• Data listing:
--- --- ---

PR #180, opened 2025-08-12
129 add a schema validator checker

medley56:
## Summary

  This PR implements comprehensive XTCE document validation capabilities for Space
  Packet Parser, adding both XSD schema validation and structural validation to help
  ensure XTCE documents are correct and will work properly for parsing packets.

  ## Changes Made

  ### Core Validation Implementation
  - **Added `space_packet_parser/xtce/validation.py`** (441 lines) - Complete
  validation system with:
    - `ValidationLevel` enum (schema, structure, all)
    - `ValidationError` and `ValidationResult` dataclasses for structured error
  reporting
    - `validate_xtce()` function as main entry point
    - Schema validation against XSD with automatic schema downloading
    - Structural validation for XTCE-specific business rules
    - Reference integrity checking (Parameters, ParameterTypes, Containers)

  ### API Integration
  - **Updated `space_packet_parser/__init__.py`** - Exported `validate_xtce` function
   for public API
  - **Updated `space_packet_parser/xtce/__init__.py`** - Renamed constants:
    - `DEFAULT_XTCE_NS_PREFIX` → `STANDARD_XTCE_NS_PREFIX`
    - `DEFAULT_XTCE_NSMAP` → `STANDARD_XTCE_NSMAP`

  ### CLI Enhancement
  - **Updated `space_packet_parser/cli.py`** - Added `spp validate` command with:
    - File path argument for XTCE documents
    - `--level` option (schema/structure/all)
    - `--timeout` option for schema downloads
    - Rich console output with color-coded results
    - Exit codes for CI/CD integration

  ### Improved Namespace Handling
  - **Enhanced `space_packet_parser/xtce/definitions.py`** - Major improvements to 
  namespace awareness:
    - Automatic XTCE namespace detection from XML documents
    - Better handling of documents without namespaces (with warnings)
    - Improved error messages for multiple XTCE namespaces
    - Fixed namespace URI vs prefix handling
    - Added validation warnings for missing XTCE namespaces

  ### Configuration Updates
  - **Updated `pyproject.toml`** - Added Ruff ignore rule for f-strings in docstrings
  - **Updated `docs/source/users.md`** - Added comprehensive validation documentation
   with examples

  ### Test Infrastructure
  - **Added `tests/unit/test_xtce/test_validation.py`** (348 lines) - Comprehensive 
  test suite:
    - Schema validation tests (valid/invalid documents)
    - Structural validation tests (reference integrity)
    - Error handling and edge cases
    - Timeout and network error scenarios
  - **Enhanced `tests/unit/test_xtce/test_definitions.py`** - Added 
  validation-related tests
  - **Updated `tests/integration/test_cli.py`** - Added CLI validation command tests
  - **Updated `tests/conftest.py`** - Updated constant references

  ### Test Data Improvements
  - **Fixed XML structure** in multiple test files to be valid XTCE:
    - `tests/test_data/ctim/ctim_xtce_v1.xml` - Fixed namespace and structure issues
    - `tests/test_data/test_xtce_no_namespace.xml` - Removed namespace for testing
    - Multiple other test files updated with proper namespace declarations

  ## Key Features

  1. **Schema Validation**: Validates against official XTCE XSD schemas with 
  automatic downloading
  2. **Structural Validation**: Checks XTCE-specific rules like reference integrity 
  and unused elements
  3. **Flexible API**: Support for file paths, Path objects, or ElementTree objects
  4. **CLI Integration**: New `spp validate` command for easy validation from command
   line
  5. **Robust Error Reporting**: Structured error objects with line numbers and XPath
   locations
  6. **Namespace Awareness**: Improved handling of XML namespaces with automatic 
  detection

  ## Test Coverage

  - 23+ new test cases covering all validation scenarios
  - Integration tests for CLI command
  - Error handling and edge case coverage
  - Network timeout and error scenarios

### DIFF
--- a/codecov.yml
+++ b/codecov.yml
@@ -1,0 +1,20 @@
+# Codecov configuration for space_packet_parser
+# https://docs.codecov.com/docs/codecovyml-reference
+
+coverage:
+  status:
+    project:
+      default:
+        target: 95%  # Target coverage percentage
+        threshold: 5%  # Allow 5% drop without failing
+        if_no_uploads: error  # Fail if no coverage data
+        only_pulls: false  # Check coverage on all commits
+    patch:
+      default:
+        target: 85%  # Lower threshold for new code
+        threshold: 5%
+        only_pulls: true  # Only check patch coverage on PRs
+
+  ignore:
+    - "scripts/**/*"  # Don't include utility scripts
+    - "docs/**/*"  # Don't include documentation
--- a/space_packet_parser/xtce/__init__.py
+++ b/space_packet_parser/xtce/__init__.py
@@ -3,7 +3,7 @@
 This module contains Python object representations of XTCE UML/XML models
 """
 
-DEFAULT_XTCE_NS_PREFIX = "xtce"  # Standard XTCE prefix using in xmlns:prefix="url" attribute
+STANDARD_XTCE_NS_PREFIX = "xtce"  # Standard XTCE prefix using in xmlns:prefix="url" attribute
 
 XTCE_1_2_XSD_URL = "https://www.omg.org/spec/XTCE/20180204/SpaceSystem.xsd"
 XTCE_1_2_XMLNS = "https://www.omg.org/spec/XTCE/20180204"
@@ -14,4 +14,4 @@ XTCE_1_1_XMLNS = "https://www.omg.org/spec/XTCE/20061101"
 # Note: There is no XSD available from omg.org for XTCE 1.0
 
 XTCE_URI = XTCE_1_2_XMLNS
-DEFAULT_XTCE_NSMAP = {DEFAULT_XTCE_NS_PREFIX: XTCE_1_2_XMLNS, "xsi": "http://www.w3.org/2001/XMLSchema-instance"}
+STANDARD_XTCE_NSMAP = {STANDARD_XTCE_NS_PREFIX: XTCE_1_2_XMLNS, "xsi": "http://www.w3.org/2001/XMLSchema-instance"}
--- a/space_packet_parser/xtce/validation.py
+++ b/space_packet_parser/xtce/validation.py
@@ -1,0 +1,595 @@
+"""XTCE document validation classes and utilities."""
+
+import hashlib
+import logging
+import os
+import platform
+import socket
+import time
+from dataclasses import dataclass, field
+from enum import Enum
+from pathlib import Path
+from typing import Any, Optional, Union
+from urllib.error import URLError
+from urllib.parse import urlparse
+from urllib.request import urlopen
+
+import lxml.etree as ElementTree
+
+logger = logging.getLogger(__name__)
+
+
+class ValidationLevel(Enum):
+    """Validation levels for XTCE documents."""
+
+    SCHEMA = "schema"  # Validated against XSD
+    STRUCTURE = "structure"  # Validated against XTCE-specific non-schema rules
+    ALL = "all"  # Both
+
+
+@dataclass
+class ValidationError:
+    """Represents a validation error or warning."""
+
+    message: str
+    error_code: str
+    xpath_location: Optional[str] = None
+    line_number: Optional[int] = None
+    column_number: Optional[int] = None
+    context: Optional[dict[str, Any]] = field(default_factory=dict)
+
+    def __str__(self) -> str:
+        """String representation of validation error."""
+        location_parts = []
+        if self.line_number is not None:
+            location_parts.append(f"line {self.line_number}")
+        if self.column_number is not None:
+            location_parts.append(f"col {self.column_number}")
+        if self.xpath_location:
+            location_parts.append(f"xpath: {self.xpath_location}")
+
+        location_str = f" ({', '.join(location_parts)})" if location_parts else ""
+        return f"{self.error_code}: {self.message}{location_str}"
+
+
+@dataclass
+class ValidationResult:
+    """Results of XTCE document validation."""
+
+    valid: bool
+    validation_level: ValidationLevel
+    errors: list[ValidationError] = field(default_factory=list)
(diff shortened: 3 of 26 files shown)


space_packet_parser/xtce/validation.py
```diff
@@ -0,0 +1,441 @@
...
+        )
+        schema_content = re.sub(
+            r'\s*<attribute\s+ref="xml:base"></attribute>\s*',
+            "\n\t\t\t\t<!-- xml:base attribute removed for lxml compatibility -->\n\t\t\t\t",
+            schema_content,
+        )
+    return schema_content
+
+
+def _load_schema(schema_url: str, timeout: int = 30) -> tuple[ElementTree.XMLSchema, str]:
```
greglucas, line 123: Is this something worth shipping with the package itself? Download it and redistribute it so you can reference it locally rather than having to go retrieve it.

space_packet_parser/xtce/validation.py
```diff
@@ -0,0 +1,441 @@
...
+    ----------
+    xml_tree: ElementTree.ElementTree
+        Parsed XML tree of the XTCE document
+
+    Returns
+    -------
+    ValidationResult
+        Structural validation results
+    """
+    start_time = time.time()
```
greglucas, line 276:
```suggestion
    start_time = time.perf_counter()
```

space_packet_parser/xtce/validation.py
```diff
@@ -0,0 +1,441 @@
...
+    timeout : int
+        Timeout in seconds for schema downloads
+
+    Returns
+    -------
+    ValidationResult
+        Validation results with errors, warnings, and metadata
+    """
+    try:
+        validation_level = ValidationLevel(level.lower())
```
greglucas, line 397: This seems like you should just raise immediately and not do this add_error business. If someone isn't using the function with the right calling arguments, they won't want to go and need to look into the error attributes to see something errored.

space_packet_parser/xtce/validation.py
```diff
@@ -0,0 +1,441 @@
...
+        result.add_error(f"Error during structural validation: {e}", "STRUCTURAL_VALIDATION_ERROR")
+    finally:
+        result.validation_time_ms = (time.time() - start_time) * 1000
+
+    return result
+
+
+def validate_xtce(
+    xml_source: Union[str, Path, ElementTree.ElementTree],
+    level: str = "schema",
```
greglucas, line 374: Default to "all"?

greglucas (commented):
High-level this looks OK. Some thoughts here:

If you are calling "validate_xtce()", do I really want to have to check the return after it? I'm more used to it raising if it is not valid, and then continuing on if it is. So by calling validate I kind of want you to raise an `InvalidXTCEError`. That could then contain all of the helpful information and maybe even print out within the message etc. That is a pretty large structural change from this approach, so figured I would put that at the top-level comment.

If you do keep it this current way with a "result" return, would you want to add an ability to make it evaluate as a bool so someone could say if `if not validate_xtce()` and go into the block that way?

Is there a way to automatically fix any of these suggestions and allow someone to do something on the command line like: `--validate --fix` which would overwrite or write a new version of the XTCE with the suggested changes/updates? That should be a future ticket, just a thought I had while reviewing this.

codecov.yml
```diff
@@ -0,0 +1,24 @@
...
+        if_no_uploads: error  # Fail if no coverage data
+        only_pulls: false  # Check coverage on all commits
+    patch:
+      default:
+        target: 85%  # Lower threshold for new code
+        threshold: 5%
+        only_pulls: true  # Only check patch coverage on PRs
+
+  ignore:
+    - "tests/**/*"  # Don't include test files in coverage
```
greglucas, line 19: I have heard it argued that this is actually the most important coverage of all :) If your tests aren't actually running, then you are in trouble! (If you write the same test_my_feature() function in the same file on accident one will shadow the other and not actually get run.

space_packet_parser/xtce/__init__.py
```diff
@@ -3,7 +3,7 @@
 This module contains Python object representations of XTCE UML/XML models
 """
 
-DEFAULT_XTCE_NS_PREFIX = "xtce"  # Standard XTCE prefix using in xmlns:prefix="url" attribute
+STANDARD_XTCE_NS_PREFIX = "xtce"  # Standard XTCE prefix using in xmlns:prefix="url" attribute
 
 XTCE_1_2_XSD_URL = "https://www.omg.org/spec/XTCE/20180204/SpaceSystem.xsd"
 XTCE_1_2_XMLNS = "https://www.omg.org/spec/XTCE/20180204"
```
greglucas, line 9: Add the new 1_3 version too?

greglucas (approved):
It is getting quite big for me to review now, but overall I think this is OK since it is only validation / one-time-use kinds of things, so I'll put down a few notes after trying it out.

* I'm not sure how much the validate() function will actually be used in practice, but I would have expected `raise_on_error=True` to be the default. i.e. I can just see someone doing `spp.validate_xtce(my_file) ... carry on because it is valid`
* If you are including the SpaceSystem.xsd file in the test_data, I wonder if it'd be worthwhile just including it with the actual release too at that point. It is rarely changed and ~300KB, so not the end of the world. There is a lot of caching/downloading logic involved. Doesn't make a huge difference to me either way though.
* I am getting errors saying the xsi header needs to be specified to validate an XTCE document. Is there a way you could validate a given version provided by the user or something like that instead of requiring that to be in the file itself? I realize maybe that isn't valid spec, but seems odd to fail with an error in that case to me too because our files are currently working just fine.
* I like the cli coloring and formating :)

codecov.yml
medley56: Good point!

--- --- ---

• The problem:
Search the records above for the string "ValidationResult". Copy every line that contains it.

• Output below:
    - `ValidationError` and `ValidationResult` dataclasses for structured error
+class ValidationResult:
+    ValidationResult
+    ValidationResult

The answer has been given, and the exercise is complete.